Thanks for leading this chapter, Hamfast!

It's certainly creepy to read the description of the eyes watching them at night, and how a fire only attracts more eyes. What I wonder is if their isolation exaggerated their fear, or if they really were being stalked by predators who just never worked up the nerve (or hunger) to make a charge into the group and bite on a haunch for a meal?


Quote
At times they heard disquieting laughter. Sometimes there was singing in the distance too.
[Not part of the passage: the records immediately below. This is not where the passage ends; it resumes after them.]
PR #7152, opened 2025-05-29
refactor(indexer): use tx_global_order table

### LINKED ISSUE #6668: [indexer]: `persist_tx_insertion_order` may not preserve tx order from the checkpoint
During checkpoint indexing the `persist_tx_insertion_order` is called with transactions ordered the same way as they are ordered in a checkpoint with an intention that assigned insertion order will also follow the same ordering.

This however may not be the case, since implementation of `persist_tx_insertion_order` is splitting data in chunks, and is committing each chunk concurrently, which may lead to transaction order being randomly mixed.

This issue is to investigate this further, confirm that the issue exists, and fix it. (a naive solution would be to process the chunks sequentially, not concurrently)

Relevant piece of code: https://github.com/iotaledger/iota/blob/ee7dfe940ff05cc28fb23e2f927478ea73da0913/crates/iota-indexer/src/store/pg_indexer_store.rs#L2067

kodemartin:
# Description of change

This patch revisits the global ordering of optimistic and checkpointed transactions, by allowing ties in the global order number between transactions in a new table `tx_global_order`.

The table is similar to `tx_digests` with the addition of a monotonically increasing `optimistic_sequence_number` that will help us resolve deterministically the ties.

The logic requires that while executing optimistic transactions we assign `MAX(tx_sequence_number) FROM tx_digests` to as the global sequence number.

See also [comment in #6668](https://github.com/iotaledger/iota/issues/6668#issuecomment-2919267538) and the follow-up discussion.

This PR introduces the feature branch to target from now for the optimistic-indexing milestone.

Fixes #6668 

## Type of change

Manual synchronization benchmarks to verify successful insertions in the global order table

Further QA to be conducted for the feature branch at certain checkpoints.

### Release Notes

- [x] Indexer: Introduce `tx_global_order` table

[run-ci]


crates/iota-indexer/migrations/pg/2025-05-29-072412_insertion-order-revisited/up.sql
```diff
@@ -0,0 +1,42 @@
+DROP TABLE IF EXISTS tx_insertion_order;
+
+-- It provides common ordering for optimistic and checkpointed transactions, whereas
+-- `tx_digests.tx_sequence_number` provides ordering only for checkpointed transactions.
+--
+-- The `sequence_number` in this table defaults to the checkpoint sequence number for
```
tomxey: Did you mean something like:
...defaults to the tx sequence number from the checkpoint...

crates/iota-indexer/migrations/pg/2025-05-29-072412_insertion-order-revisited/up.sql
```diff
@@ -0,0 +1,42 @@
...
+-- checkpointed transactions, and to the `SELECT MAX(tx_sequence_number) FROM
+-- tx_digests` at the time of insertion for optimistic transactions.
+--
+-- Deterministic global order is guaranteed by the composite index on
+-- `(insertion_order, optimistic_sequence_number)`, where
```
tomxey: Should be `(global_sequence_number, optimistic_sequence_number)` ?

crates/iota-indexer/src/indexer_reader.rs
```diff
@@ -667,12 +667,12 @@ impl IndexerReader {
         let optimistic_txs = run_query!(&self.pool, |conn| {
             optimistic_transactions::table
                 .inner_join(
-                    tx_insertion_order::table.on(optimistic_transactions::insertion_order
-                        .eq(tx_insertion_order::insertion_order)),
+                    tx_global_order::table.on(optimistic_transactions::sequence_number
+                        .eq(tx_global_order::optimistic_sequence_number)),
                 )
                 // we filter the tx_insertion_order table because it is indexed by digest,
```
tomxey: we filter the `tx_global_order` table

crates/iota-indexer/tests/ingestion_tests.rs
```diff
@@ -318,15 +331,20 @@ mod ingestion_tests {
...
-                .filter(tx_insertion_order::tx_digest.eq(digest.inner().to_vec()))
-                .select(tx_insertion_order::insertion_order)
-                .first::<i64>(conn)
+        let stored = read_only_blocking!(&pg_store.blocking_cp(), |conn| {
+            tx_global_order::table
+                .filter(tx_global_order::tx_digest.eq(digest.inner().to_vec()))
+                .select(TxGlobalOrder::as_select())
+                .first::<TxGlobalOrder>(conn)
         })
         .context("Failed reading tx insertion order from PostgresDB")?;
```
tomxey: Failed reading tx global order

crates/iota-indexer/src/models/transactions.rs
```diff
@@ -25,22 +25,39 @@ use serde::Deserialize;
...
+    /// guarantees deterministic ordering.
+    pub global_sequence_number: i64,
     pub tx_digest: Vec<u8>,
+    /// Monotonically increasing number that represents the order
+    /// of execution of optimistic transactions.
+    ///
+    /// To maintain these semantics the value should be `0` for
+    /// checkpointed transactions.
+    #[diesel(deserialize_as = i64)]
+    pub optimistic_sequence_number: Option<i64>,
```
tomxey, line 53: When read from DB it will always be Some(), it will only be set to None when writing optimistic tx to DB, to have the sequence number autoassigned, right?
Could we shortly mention it here in the doc?

crates/iota-indexer/migrations/pg/2025-05-29-072412_insertion-order-revisited/up.sql
```diff
@@ -0,0 +1,42 @@
...
+--
+-- In case of missing digests, the `tx_digests` table is used a fallback
+-- to resolve the transaction order. This is ok because optimistic transactions
+-- will be inserted only after creation of this table.
+CREATE TABLE tx_global_order (
+    tx_digest               BYTEA        PRIMARY KEY,
+    global_sequence_number  BIGINT       NOT NULL,
+    optimistic_sequence_number     BIGSERIAL
+);
+CREATE UNIQUE INDEX tx_global_order_seq_digest ON tx_global_order (global_sequence_number, optimistic_sequence_number);
```
tomxey, line 24: I feel that the most common use case would be to filter by tx_digest first, and then sort by this index.

I don't see this index being used in such scenario:
```
EXPLAIN ANALYZE
SELECT *
FROM tx_global_order
WHERE tx_digest IN ('\x1234', '\x5678')
ORDER BY global_sequence_number, optimistic_sequence_number;
```

It's only used if I remove the WHERE clause.

I'm not sure how much of an issue it is though.

What do you think?

tomxey (commented):
Looks good except for some details. Left a few comments.

crates/iota-indexer/migrations/pg/2025-05-29-072412_insertion-order-revisited/up.sql
kodemartin: b6499733ee

crates/iota-indexer/migrations/pg/2025-05-29-072412_insertion-order-revisited/up.sql
kodemartin: b6499733ee

crates/iota-indexer/src/indexer_reader.rs
kodemartin: b6499733ee

crates/iota-indexer/tests/ingestion_tests.rs
kodemartin: b6499733ee

crates/iota-indexer/src/models/transactions.rs
kodemartin: b6499733ee

crates/iota-indexer/migrations/pg/2025-05-29-072412_insertion-order-revisited/up.sql
kodemartin: This index is indeed not used in this case. But the objective here is different.

The primary design goal is to resolve transaction pages based using a `tx_digest` as a cursor, e.g. in the `IndexerApi`. That maps to a `(global_sequence_number, optimistic_sequence_number)` pair and thus the query that we want to optimize is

The laughter was the laughter of fair voices not of goblins, and the singing was beautiful, but it sounded eerie and strange, and they were not comforted, rather they hurried on from those parts with what strength they had left.

The singing in a way sounds like a siren's call, a beautiful song to lure sailors to their deaths upon deadly reefs. Is this some anomalous race, similar to Beorn and Bombadil, that doesn't fit into the regular scheme of Tolkien races? Or is it elven singing? If it's beautiful, and beauty in Tolkien is nearly always a sign of goodness, why is it disturbing? It is because dwarves don't like elves? But Bilbo likes elves, so wouldn't it appeal to him?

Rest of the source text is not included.